Trees, part III - Red-black tree

In our last installment on trees, we studied and implemented the AVL tree. The AVL tree is one of many self-balancing binary search trees, a special kind of BST that enforces sub-linear operation costs by maintaining tree height close to the theoretical minimum of $latex log_{2}(n)$. This is usually done by what is called tree rotation, which is basically moving around tree nodes (and updating some special node properties).

As you can see in the Wikipedia page¹, AVL trees guarantee that the tree height is strictly less than $latex \approx 1.44~log_{2}(n)$, while Red-black trees have a slightly worse threshold of $latex \approx 2~log_{2}(n)$; thus, AVL trees will provide significantly better search times than Red-black trees. However, while AVL trees may need to do $latex O(log(n))$ rotations after each insertion, Red-black trees must do at most 2 rotations per insertion. So either one may be your tree of choice depending on the application: if search time is critical but data doesn’t get updated too often, an AVL tree will perform better; whereas a Red-black tree will perform better in scenarios where data is constantly being changed.

Self-balancing BSTs add some kind of property to tree nodes that make way for tree balancing: with AVL trees, it was the “balance factor”. With Red-black trees, a “color” property is added to each node. This leads us to the Red-black tree properties:

  1. Every node is either red or black
  2. Every leaf is black
  3. If a node is red, then both its children are black
  4. Every path from a node to any of its descendant leafs contains the same number of black nodes

These four properties are sufficient to enforce that tree height is always less than $latex \approx 2~log_{2}(n)$. These properties are maintained by applying tree rotations (which are very similar to the ones performed in AVL trees) and by swapping node colors. The concept of Red-black trees is deceivingly simple, whilst implementation can become complicated, even more so in C, our language of choice for this kind of stuff.

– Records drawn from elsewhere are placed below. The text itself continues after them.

PR #1375, opened 2025-01-15
Add HTML element text processor commands

### LINKED ISSUE #1337: Add HTML element text processor commands (#feature-request #quest59)
We've already got the code for this, and it was in the last available testing build.

**CoreTypes** (add to `game.textprocessorcommands`)
```xml
      <item key=":">
        game.textprocessorcommandresult = ProcessTextCommand_Element (section, data)
      </item>
      <item key="/">
        game.textprocessorcommandresult = ProcessTextCommand_Element (section, data)
      </item>
    </textprocessorcommands>
```

**CoreOutput.xml**
```xml
  <function name="ProcessTextCommand_Element" parameters="section, data" type="string"><![CDATA[
    if (IsRegexMatch(":?/?\\w+\\b((?<=\\s)\\w+\\b|(?<=\\s)\\w+=\\w+\\b|(?<=\\s)\\w+=\"[^\"]*\"|(?<=\\s)\\w+='[^']*')*/?\\s*", section)) {
      if (StartsWith (section, ":")) section = LTrim (Mid (section, 2))
      return("<" + section + ">")
    }
    else {
      return ("@@@open@@@" + ProcessTextSection (section, data) + "@@@close@@@")
    }
  ]]></function>
```

---
image

---
https://textadventures.co.uk/forum/quest/topic/ykouw7idaeytupcl3rmywa/isnt-there-an-easy-way-to-add-text-processor-commands-solved

KVonGit:
Closes #1337

Allows things like this (for the WebEditor users, who can't always use `<`):
```
{:div id="test-div"}{:span id="test-span"}I am the text in the SPAN.{/span}{/div}
```

`<div id="test-div"><span id="test-span">I am the text in the SPAN.</span></div>`

### DIFF
--- a/WorldModel/WorldModel/Core/CoreOutput.aslx
+++ b/WorldModel/WorldModel/Core/CoreOutput.aslx
@@ -769,6 +769,16 @@
       }
     }
   ]]></function>
+
+  <function name="ProcessTextCommand_Element" parameters="section, data" type="string"><![CDATA[
+    if (IsRegexMatch(":?/?\\w+\\b((?<=\\s)\\w+\\b|(?<=\\s)\\w+=\\w+\\b|(?<=\\s)\\w+=\"[^\"]*\"|(?<=\\s)\\w+='[^']*')*/?\\s*", section)) {
+      if (StartsWith (section, ":")) section = LTrim (Mid (section, 2))
+      return("<" + section + ">")
+    }
+    else {
+      return ("@@@open@@@" + ProcessTextSection (section, data) + "@@@close@@@")
+    }
+  ]]></function>
   
   <function name="SetFramePicture" parameters="filename">
     <![CDATA[
--- a/WorldModel/WorldModel/Core/CoreTypes.aslx
+++ b/WorldModel/WorldModel/Core/CoreTypes.aslx
@@ -202,6 +202,12 @@
       <item key="=">
         game.textprocessorcommandresult = ProcessTextCommand_Eval (section, data)
       </item>
+      <item key=":">
+        game.textprocessorcommandresult = ProcessTextCommand_Element (section, data)
+      </item>
+      <item key="/">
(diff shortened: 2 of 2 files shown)


WorldModel/WorldModel/Core/CoreOutput.aslx
```diff
@@ -769,6 +769,16 @@
       }
     }
   ]]></function>
+
+  <function name="ProcessTextCommand_Element" parameters="section, data" type="string"><![CDATA[
+    if (IsRegexMatch(":?/?\\w+\\b((?<=\\s)\\w+\\b|(?<=\\s)\\w+=\\w+\\b|(?<=\\s)\\w+=\"[^\"]*\"|(?<=\\s)\\w+='[^']*')*/?\\s*", section)) {
```
alexwarren, line 774: That's... quite the Regex. Where did that come from and what is it supposed to do?

alexwarren (commented):
I'm a bit dubious of this one, if it's just for WebEditor users who are facing some bug when they use `<`, we should just fix that instead.

WorldModel/WorldModel/Core/CoreOutput.aslx
KVonGit: > I'm a bit dubious of this one, if it's just for WebEditor users who are facing some bug when they use `<`, we should just fix that instead.

That's all it's for. I thought not being able to use `<` in the WebEditor was a known issue with no workaround. If that can be fixed, that sounds much better.

---
> That's... quite the Regex. Where did that come from and what is it supposed to do?

Haha... It works. have no clue *how* it works, but it handled everything Pertex and I could think of to test it.

It came from mrangel in the forums: https://textadventures.co.uk/forum/quest/topic/ykouw7idaeytupcl3rmywa/isnt-there-an-easy-way-to-add-text-processor-commands-solved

Unlike AVL trees, Red-black trees have only two of rotations, left and right, depicted in the figure below:


As you may have figured, these rotations can potentially violate rules 3 and 4, so after each rotation we’ll have to check the resulting subtree nodes’ colors for violations. Let’s see some examples before going through the code:


Here we have a Red-black tree rooted on node W (which is black). We then add M to the tree. Since M < P < W, it is added as a left child of P. All new nodes are red², so rule 3 is violated (P is red and has a red child, M); thus, a right-rotate is performed on W (on our diagram, Y = W, X = P, alpha = M and the rest are null pointers). For convenience, the tree root is always painted black after each insertion (to avoid violation of rule 3). Let’s see another example, now with left rotation:


Node U is inserted as a right child of S, violating rule 3 again, and the subtree K < S < U is left-rotated. However, even after rotation rule 3 is still violated, since S and U are both red. Rule 4 is violated as well: since K is black and U is red, S has paths with different amounts of black nodes (2 on the left and 1 on the right - remember than null leafs count as black nodes). This is fixed by swapping K and S’s colors (‘Case 3 R’ as seen in the terminal).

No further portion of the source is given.